* _EXERCISE_
Using the entries below, output exactly the line containing "Server Version: 3.6" and all lines that follow it to the end.

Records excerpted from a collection
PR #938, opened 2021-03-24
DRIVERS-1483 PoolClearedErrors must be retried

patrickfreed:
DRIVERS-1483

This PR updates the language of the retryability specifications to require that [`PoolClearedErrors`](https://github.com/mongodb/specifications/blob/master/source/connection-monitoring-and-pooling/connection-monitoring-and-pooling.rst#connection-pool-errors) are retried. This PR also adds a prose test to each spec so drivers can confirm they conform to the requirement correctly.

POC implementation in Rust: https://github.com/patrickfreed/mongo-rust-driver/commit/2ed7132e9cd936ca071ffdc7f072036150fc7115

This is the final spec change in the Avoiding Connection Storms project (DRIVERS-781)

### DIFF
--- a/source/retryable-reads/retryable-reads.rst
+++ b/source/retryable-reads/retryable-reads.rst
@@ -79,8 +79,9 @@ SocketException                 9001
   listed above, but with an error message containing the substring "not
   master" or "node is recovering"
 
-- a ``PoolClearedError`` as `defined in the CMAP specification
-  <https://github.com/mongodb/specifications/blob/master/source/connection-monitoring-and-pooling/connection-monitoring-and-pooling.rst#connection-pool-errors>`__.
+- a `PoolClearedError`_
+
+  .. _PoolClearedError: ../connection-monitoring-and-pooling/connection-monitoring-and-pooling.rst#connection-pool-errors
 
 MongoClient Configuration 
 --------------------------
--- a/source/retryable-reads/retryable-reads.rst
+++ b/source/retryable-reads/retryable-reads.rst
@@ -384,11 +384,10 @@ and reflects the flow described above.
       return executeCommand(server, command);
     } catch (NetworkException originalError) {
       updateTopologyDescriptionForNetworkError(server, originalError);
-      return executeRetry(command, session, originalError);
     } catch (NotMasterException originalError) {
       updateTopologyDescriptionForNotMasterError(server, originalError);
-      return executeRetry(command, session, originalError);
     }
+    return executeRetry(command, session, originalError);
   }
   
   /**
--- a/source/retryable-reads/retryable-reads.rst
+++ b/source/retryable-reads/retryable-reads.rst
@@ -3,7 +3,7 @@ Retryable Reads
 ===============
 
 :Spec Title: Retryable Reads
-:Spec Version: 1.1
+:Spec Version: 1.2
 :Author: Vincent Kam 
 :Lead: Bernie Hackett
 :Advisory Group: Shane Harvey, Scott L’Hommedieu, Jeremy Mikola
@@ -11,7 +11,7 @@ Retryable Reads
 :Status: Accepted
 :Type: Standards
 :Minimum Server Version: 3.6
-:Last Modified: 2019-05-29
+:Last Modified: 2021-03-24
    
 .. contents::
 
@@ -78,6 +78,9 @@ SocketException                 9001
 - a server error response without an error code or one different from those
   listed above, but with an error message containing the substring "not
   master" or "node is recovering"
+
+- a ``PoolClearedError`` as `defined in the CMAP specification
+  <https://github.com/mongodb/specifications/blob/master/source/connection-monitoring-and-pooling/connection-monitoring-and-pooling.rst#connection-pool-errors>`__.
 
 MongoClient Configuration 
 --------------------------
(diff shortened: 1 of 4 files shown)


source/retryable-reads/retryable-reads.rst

* _OUTPUT FOR THIS TASK_
 :Minimum Server Version: 3.6
-:Last Modified: 2019-05-29
+:Last Modified: 2021-03-24
    
 .. contents::
 
@@ -78,6 +78,9 @@ SocketException                 9001
 - a server error response without an error code or one different from those
   listed above, but with an error message containing the substring "not
   master" or "node is recovering"
+
+- a ``PoolClearedError`` as `defined in the CMAP specification
+  <https://github.com/mongodb/specifications/blob/master/source/connection-monitoring-and-pooling/connection-monitoring-and-pooling.rst#connection-pool-errors>`__.
 
 MongoClient Configuration 
 --------------------------
(diff shortened: 1 of 4 files shown)


source/retryable-reads/retryable-reads.rst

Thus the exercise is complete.